Protected area in New York, US

The Amagansett National Wildlife Refuge, in Amagansett, New York, is located along the shore of the Atlantic Ocean on Long Island's south fork. The refuge is managed by the United States Fish and Wildlife Service as part of the Long Island National Wildlife Refuge Complex.

Established December 16, 1968, the 36 acre refuge is of special significance in the protection and management of fragile shore habitat and wildlife. A major purpose of the refuge is the protection of the secondary dunes, which have become scarce on Long Island due to development. The double dune system encompasses marine sand beach, primary dunes, secondary dunes, swales, fens, cranberry bogs, and oak scrub. Many rare plants, including several orchids, occur on the refuge.

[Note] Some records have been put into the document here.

Issue #719, opened 2026-08-03
Graceful shutdown for Atelet


HavenXia:
Atelet needs `SIGTERM` handling:  the same shutdown pattern `ate-api` uses — on `SIGTERM` stop accepting new RPCs, let in-flight ones finish, force-stop after a timeout.

Out of scope: what happens to running actors when eviction (ateom capturing the signal and forward to actors) — that's the graceful worker termination track in #517.

Issue #473, opened 2026-07-20
Substrate Infrastructure Upgrade mechanism


HavenXia:
We need to figure out a best upgrade mechanism for upgrading the substrate system. 

I have in-place upgrade, in-cluster green/blue and across cluster green/blue - 3 mode to evaluate. We need to take cost and performance into consideration.

HavenXia:
Some general ideas




## Option1: in-place rolling upgrade

Upgrade the existing install component by component: apply new images, let each Deployment roll, during the upgrade both old and new components are accepting traffic.

```
        clients
           │   (endpoint never moves)
           ▼
┌─ cluster ───────────────────────────┐
│  one stack, upgraded in place:      │
│  v1 pods and v2 pods run mixed      │
│  while each Deployment rolls        │
│              │                      │
│              ▼                      │
│      Valkey: both versions          │
│      write it at the same time      │
└─────────────────────────────────────┘
```



## Option2: Blue/green inside the same cluster

Install a second, renamed copy of the stack ("green") in the same cluster, plus a new worker node pool. Both stacks can reach the same Valkey. To upgrade: suspend all actors, switch the endpoint to green, resume the actors on green, then delete the blue stack.

```
        clients
           │   (endpoint flips: blue → green)
           ▼
┌─ cluster ─────────────────────────────────┐
│  blue stack (v1)      green stack (v2)    │
│  old node pool        new node pool       │
│        │                    │             │
│        └─────────┬──────────┘             │
│                  │                        │
│                  ▼                        │
│         Valkey (shared, stays put)        │
└───────────────────────────────────────────┘
```

## Option3: Blue/green with a new cluster

Create a brand-new cluster running the new version, get the data over, point clients and DNS at it, delete the old cluster.

```
        clients
           │   (DNS / address repoints to the new cluster)
           ▼
┌─ old cluster ─────┐     ┌─ new cluster ─────┐
│  stack v1         │     │  stack v2         │
│  workers          │     │  workers          │
└────────┬──────────┘     └────────┬──────────┘
         │                         │
         └────────────┬────────────┘
                      ▼
        store reachable from both clusters:
        external Valkey - (does not exist today),
        or an export / import mechanism we build?
```

HavenXia:
The current proposal is at http://doc/1JduAyGZFyqdNp4UhKiv0EN-is3iW5tf5BwGTWbt2ouI?resourcekey=0-MXG12QCkleIxhY7cOB7g6A.

[...]

PR #774, opened 2026-08-06
feat(atenet): graceful termination of atenet-router

### LINKED ISSUE #721: Graceful shutdown for atenet router
The atenet router needs `SIGTERM` handling — the same shutdown pattern `ate-api` uses: flip readiness so the Service stops sending new connections, let in-flight requests finish, drain the Envoy sidecar instead of letting it die mid-connection, and set `terminationGracePeriodSeconds` long enough to also outlive the parking
budget (`--parked-request-budget`), so parked requests finish normally instead of resetting.

shrutiyam-glitch:
### Which issue(s) this PR is related to:
Fixes #721
Required for System Upgrade flow (#473)

### What this PR does / why we need it:
This PR implements graceful termination and zero-outage rolling updates for `atenet-router` , building on the readiness probe and graceful drain patterns established in #719 (`atelet`).

Draining a two-container networking pod (`atenet-router` Go control-plane + `envoy` C++ proxy dataplane) introduces complex lifecycle interdependencies. This PR resolves the dual-container SIGTERM race, respects Envoy's `failClosed` `ext_proc` filter dependency, preserves parked requests riding out worker pool saturation, and accelerates idle deployments via an event-driven file handshake.

#### 1. Event-Driven Dataplane Synchronization (`emptyDir` Marker File)
Envoy fast-exits by default on SIGTERM. To keep Envoy alive while the Go control-plane orchestrates the drain, we configured an IPC handshake between containers via a pod-shared `emptyDir` volume mounted at `/var/run/atenet`:

*   **Go Router Container:** Removes any stale marker at startup, then writes `/var/run/atenet/drain-complete` when its shutdown sequence finishes.
*   **Envoy Container `preStop` Hook:** Runs `while [ ! -f /var/run/atenet/drain-complete ]; do sleep 0.5; done`.

**Outcome:** Envoy exits as soon as — the drain is done, rather than wasting time in a fixed worst-case sleep. If the router crashes, Kubelet terminates the `preStop` hook at `terminationGracePeriodSeconds: 60`—slower cleanup, never a wedge.

#### 2. The Multi-Container Shutdown Sequence (`drain.go`)
Because Kubernetes issues SIGTERM to both containers at once, a coordination state machine ensures Envoy never drops a connection and `ext_proc` is never stopped prematurely:

| Phase / (best-case ex.) Timeline | atenet-router | envoy | K8s / Service Status |
| :--- | :--- | :--- | :--- |
| **SIGTERM Sent**<br>($t=0\text{s}$) | Catches SIGTERM<br>• Flips `/readyz` $\rightarrow$ `503`.<br>• Starts 13s `drain-delay`. | Enters `lifecycle.preStop` hook:<br>`while [ ! -f .../drain-complete ]; do sleep 0.5; done`<br>• Kubelet holds SIGTERM back. | Deployment will recreate the pod.<br>EndpointSlice controller begins dropping Old Pod IP. |
| **Propagation**<br>($t=0\text{s}$ – $t=13\text{s}$) | Keeps serving normally.<br>• `ext_proc` continues unparking/routing requests. | Runs normally inside `preStop` loop.<br>• Serves active TCP connections. | Service endpoint removal completes.<br>No new connections arrive at Old Pod. |
| **Envoy drain**<br>($t=13\text{s}$) | Issues Envoy admin API calls:<br>• `/healthcheck/fail`<br>• `/drain_listeners?graceful&skip_exit`<br>• Polls `/stats` for active downstream connections. | Begins graceful listener drain:<br>• GOAWAY / `Connection: close` on established connections.<br>• In-flight requests keep running. | In-flight HTTP requests finish executing through Envoy. |
| **ext_proc drain**<br>($t\approx18\text{s}$) | Active Envoy connections hit 0 (the poll exits early).<br>• Calls `extproc.GracefulStop()`.<br>• Parked request streams finish. | All downstream connections closed.<br>• Still waiting in the `preStop` loop. | All client HTTP responses delivered. |
| **Handshake & Exit**<br>($t=18.5\text{s}$)| `ext_proc` drain finishes.<br>• Writes `drain-complete` marker.<br>• Hard-stops xDS (`Stop()`) & exits. | `preStop` loop detects marker file!<br>• `preStop` exits 0.<br>• Kubelet sends SIGTERM to Envoy.<br>• Envoy exits immediately. | Old Pod deleted cleanly at ~18.5s (well under the 60s budget). |

Envoy ref: https://www.envoyproxy.io/docs/envoy/latest/intro/arch_overview/operations/draining 

#### Testing & Verification

1. Unit Tests (`drain_test.go`): Added comprehensive unit tests covering:
- Graceful completion of in-flight `ext_proc` streams within deadline.
- Force-stopping straggler streams past `--drain-timeout`.
- Envoy admin API interaction and connection polling.
- Stale marker cleanup and marker file creation.

2. Local testing on kind cluster (Observations):
Test script: `hack/verify-atenet-drain.sh`
  - Steady state: `/readyz=200`, `/healthz=200`; the instant the pod turned Terminating: `/readyz=503` while `/healthz=200` — `NotReady` but alive, for the whole drain.
  - The parked request survived the shutdown: fired at a busy 1-worker pool → parked → pod deleted while parked → worker freed → HTTP=200, total=1.89s, body hello from: 169.254.17.2 | preserved memory count: 1 |
  preserved file counter: 1 — park → resume → route, served by the Terminating pod during its drain-delay window.
  - Pod terminated 14s after deletion — the idle floor, confirmed across three runs: >13s drain-delay (sequence ran), ≪60s grace (marker handshake released Envoy's preStop; no `SIGKILL`).
  - Log sequence captured verbatim, drain-delay honored to the millisecond (17:34:41.706 → 17:34:54.707):
  >Shutdown signal received; draining
  >(+13.000s) Draining Envoy  {window: 15s}
  >Envoy drained
  >Starting ext_proc drain
  >ext_proc drain completed within deadline
  >Drain-complete marker written  {path: /var/run/atenet/drain-complete}
  >Shutdown complete

- [x] Tests pass


cmd/atenet/internal/router/drain.go
```diff
@@ -0,0 +1,143 @@
...
+		go func() {
+			p.extproc.GracefulStop()
+			close(drainComplete)
+		}()
+		select {
+		case <-drainComplete:
+			slog.InfoContext(ctx, "ext_proc drain completed within deadline")
+		case <-time.After(p.timeout):
+			slog.WarnContext(ctx, "ext_proc drain deadline exceeded; forcing stop")
+			p.extproc.Stop()
```
LiorLieberman, line 156: lets add a cmoment and open an issue to add metrics here. Would be good to have a sense of how many unclean shutdowns we had

cmd/atenet/internal/router/drain.go
```diff
@@ -0,0 +1,143 @@
...
+// window needs ext_proc answering.
+type drainParams struct {
+	readiness *serverboot.Readiness
+	// delay is the route-drain window: after the readiness flip, how long to
+	// keep serving while the Service endpoints drop this pod.
+	delay time.Duration
+	// drainEnvoy gracefully drains the dataplane sidecar; nil when there is
+	// none to drive (agentgateway mode). It is handed a context bounded by
+	// envoyWindow and must return when it expires.
+	drainEnvoy  func(context.Context) error
```
LiorLieberman: what is "none to drive"

suggest rewording to be more clear.

Also a function as in the parmas is not great. can we have something like "withDrainFunc" that decorates it or something?

cmd/atenet/internal/router/drain.go
```diff
@@ -0,0 +1,143 @@
...
+// drainParams wires the shutdown sequence. The order is forced by the
+// dataplane: ext_proc is failClosed for Envoy, so the ext_proc server must
+// outlive Envoy's drain — any request Envoy still accepts during its drain
+// window needs ext_proc answering.
+type drainParams struct {
+	readiness *serverboot.Readiness
+	// delay is the route-drain window: after the readiness flip, how long to
+	// keep serving while the Service endpoints drop this pod.
+	delay time.Duration
+	// drainEnvoy gracefully drains the dataplane sidecar; nil when there is
```
LiorLieberman: Can we remove Envoy and agentgateway from the names here and everywhere in the PR? You can have drainDataplaneFunc (or drainDataplane) or something and just say that when set to nil, it simply means the dataplane doesn't require active graceful draining (or manages its own lifecycle). This keeps the generic router orchestrator cleanly decoupled from the underlying proxy implementation.

LiorLieberman (commented):
Thanks @shrutiyam-glitch !

cmd/atenet/internal/router/drain.go
shrutiyam-glitch: Done. Thanks !

LiorLieberman:
LGTM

Long-tailed ducks, white-winged scoter, common loon and horned grebe spend winter off the refuge shore, while shorebirds, songbirds and raptors are present during spring and fall. Merlin, Cooper's hawk, kestrel, sharp-shinned hawk, and peregrine falcon pass over the dunes during migration. Ipswich sparrow, rough-legged hawk, and short-eared owl spend winter at the refuge. In late spring and summer the beach hosts piping plover, and common and least terns (protected by the Endangered Species Act) as well as sandpiper and other shorebirds. The eastern hognose snake, a New York State designated species of special concern, can still be found on the refuge.